1. Reduce back stress, muscle spasm, and pain.2. Promote optimal functioning.3. Support patient/SO in rehabilitation process.4. Provide information concerning condition/prognosis and treatment needs.5. Discharge plan DRG projected mean length of inpatient stay: 4.9–6.5 days considerations: May require assistance with transportation, self-care, and homemaker/maintenance tasks Refer to section at end of plan for postdischarge considerations.

ILLUSTRATIONS

Skeletal Spine

The spine is divided into several sections. The cervical vertebrae make up the neck. The thoracic vertebrae comprise the chest section and have ribs attached. The lumbar vertebrae are the remaining vertebrae below the last thoracic bone and the top of the sacrum. The sacral vertebrae are caged within the bones of the pelvis, and the coccyx represents the terminal vertebrae or vestigial tail.

Herniated Nucleus Pulposus

Herniated nucleus pulposus is a condition in which part or all of the soft, gelatinous central portion of an intervertebral disk is forced through a weakened part of the disk, resulting in back pain and nerve root irritation.

Sciatic Nerve

The main nerve traveling down the leg is the sciatic nerve. Pain associated with the sciatic nerve usually originates higher along the spinal cord when nerve roots become compressed or damaged from narrowing of the vertebral column or from a slipped disk. Symptoms can include tingling, numbness, or pain, which radiates to the buttocks legs and feet.

Herniated disk repair

When the soft, gelatinous central portion of an intervertebral disk is forced through a weakened part of a disk, it is a condition known as a slipped disk. Most herniation takes place in the lumbar area of the spine, and it is one of the most common causes of lower back pain. The mainstay of treatment for herniated disks is an initial period of rest with pain and anti-inflammatory medications followed by physical therapy. If pain and symptoms persist, surgery to remove the herniated portion of the intervertebral disk is recommended.
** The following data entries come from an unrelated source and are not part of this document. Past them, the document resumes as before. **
PR #7266, opened 2021-02-26
Add modding discussion listing endpoints to API

### LINKED ISSUE #4042: Expose all discussion, reply and vote events
The /discussions, /votes-received, /votes-given and /posts routes are only available through the /user route, whereas it would be beneficial seeing an overview of all activity through /beatmapsets for these in the same way the /events route works.

The following /user routes currently exist:
- https://osu.ppy.sh/users/{user}/modding/events
- https://osu.ppy.sh/users/{user}/modding/discussions
- https://osu.ppy.sh/users/{user}/modding/votes-received
- https://osu.ppy.sh/users/{user}/modding/votes-given
- https://osu.ppy.sh/users/{user}/modding/posts

However, of all the following /beatmapset routes, only the first exists:
- ~~https://osu.ppy.sh/beatmapsets/events~~
- ~~https://osu.ppy.sh/beatmapsets/discussions~~ (edit: now exists as /beatmap-discussions)
- ~~https://osu.ppy.sh/beatmapsets/votes-received~~
- ~~https://osu.ppy.sh/beatmapsets/votes-given~~ (edit: all votes are /beatmapsets/discussions/votes)
- ~~https://osu.ppy.sh/beatmapsets/posts~~ (edit: now exists as /beatmap-discussion-posts)

Adding the last four of the above list would not only allow the QAT to better be able to keep track of beatmapset activity for purposes such as moderation (it's difficult moderating the upvote system without a proper overview, for instance), but also the overall community to better involve themselves wherever things are happening (whether that be through actually going to the link or by being kept up to date of anything happening relevant to them through a discord bot or similar). Overall I could see this opening up a lot of possibilities for community members to contribute that would otherwise be difficult to work with normally.

2020 Edit: These should ideally be api endpoints for the purposes I mentioned above, see https://github.com/ppy/osu-web/issues/5842#issuecomment-606377139.

notbakaneko:
This was originally going to be part of a larger refactor moving all the listing pages to React and have consistent data structures, however, that's turning out to be quite a bit more involved than expected, so, just the API part is being PR'ed first with less complete data structures.

I'm not sure how useful including extra data is from a API-only consumer point of view, though, as you could want multiple levels of data, or none at all 🤔 

Also includes a change to the visibility of discussions by restricted users in the listings to be more inline with the behaviour on the beatmap page itself.

`sort` param changed to use `_` instead of `-` as the delimiter to be in line with other endpoints.

closes #4042


nanaya (changes requested):

app/Libraries/BeatmapsetDiscussionPostsBundle.php
```diff
@@ -0,0 +1,90 @@
...
+            $beatmapsetIds = $this->getPosts()->pluck('beatmapset.beatmapset_id')->unique()->values();
+
+            return Beatmapset::whereIn('beatmapset_id', $beatmapsetIds)->get();
+        });
+    }
+
+    private function getPosts()
+    {
+        return $this->memoize(__FUNCTION__, function () {
+            $this->search = BeatmapDiscussionPost::search($this->params);
```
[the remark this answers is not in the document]
notbakaneko: That'd still be weird because `getSearch` would be including a query builder that could be modified before `getPosts` actually calls it, instead of returning the just search that `getPosts()` used.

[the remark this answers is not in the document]
notbakaneko: There doesn't seem to be a need for query to be returned though 🤔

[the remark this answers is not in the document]
nanaya: looks like a better solution is to split off the search function to params cleaner and query builder

app/Libraries/BeatmapsetDiscussionPostsBundle.php
```diff
@@ -0,0 +1,80 @@
...
+            'cursor' => $this->getCursor(),
+            'posts' => json_collection($this->getPosts(), new BeatmapDiscussionPostTransformer()),
+            'users' => json_collection($this->getUsers(), new UserCompactTransformer()),
+        ];
+    }
+
+    private function getBeatmapsets()
+    {
+        return $this->memoize(__FUNCTION__, function () {
+            return $this->getPosts()->pluck('beatmapDiscussion.beatmapset')->uniqueStrict('id')->values();
```
nanaya, line 37: Preload for this seems missing. Or maybe it should be `->pluck('beatmapset')` instead?

Also there's nothing linking post and beatmapset with current json structure :upside_down_face:

resources/docs/source/includes/_structures/beatmapset_discussion_post.md
```diff
@@ -0,0 +1,16 @@
+## BeatmapsetDiscussionPost
+
+Represents a post in a [BeatmapsetDiscussion](#beatmapsetdiscussion).
+
+Field                 | Type                     | Description
+--------------------- | ------------------------ | -----------
+beatmap_discussion_id | number                   | |
```
nanaya, line 7: this should be renamed eventually...

nanaya (changes requested):

resources/docs/source/includes/_structures/beatmapset_discussion_post.md
notbakaneko: wonder if we should just duplicate a `beatmapset_discussion_id` field on everything

nanaya: :thinking: is it even currently used for anything

nanaya (approved):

Lumbar spinal surgery - series: Normal anatomy

The spine is made of bones (vertebrae) separated by soft cushions (intervertebral discs).

Lumbar spinal surgery - series: Indications

Lumbar (lower back) spine disease is usually caused by herniated intervertebral discs, abnormal growth of bony processes on the vertebral bodies (osteophytes), which compress spinal nerves, trauma, and narrowing (stenosis) of the spinal column around the spinal cord.

Lumbar spinal surgery - series: Incision

The surgery is done while the patient is deep asleep and pain-free (general anesthesia). An incision is made over the lower back, in the midline.

Lumbar spinal surgery - series: Procedure

The bone that curves around and covers the spinal cord (lamina) is removed (laminectomy) and the tissue that is causing pressure on the nerve or spinal cord is removed. The hole through which the nerve passes can be enlarged to prevent further pressure on the nerve. Sometimes, a piece of bone (bone graft), interbody cages, or pedicle screws may be used to strengthen the area of surgery.

Lumbar spinal surgery - series: Aftercare

Patients usually require physical therapy to optimize spinal mobility after lumbar spine surgery. Results are variable depending on the disease treated.